PR #8590, opened 2026-06-25
[codex] Route plugin PATCH through native HTTP

### LINKED ISSUE #8579: PATCH requests fail on Android (Capacitor) — affects GitHub & Google Calendar issue providers
### Summary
::::::
■ ASSIGNED TASK
If a line appears above, it belongs in your answer, printed exactly.

■ ANSWER BOX
PR #8590, opened 2026-06-25
[codex] Route plugin PATCH through native HTTP

### LINKED ISSUE #8579: PATCH requests fail on Android (Capacitor) — affects GitHub & Google Calendar issue providers
### Summary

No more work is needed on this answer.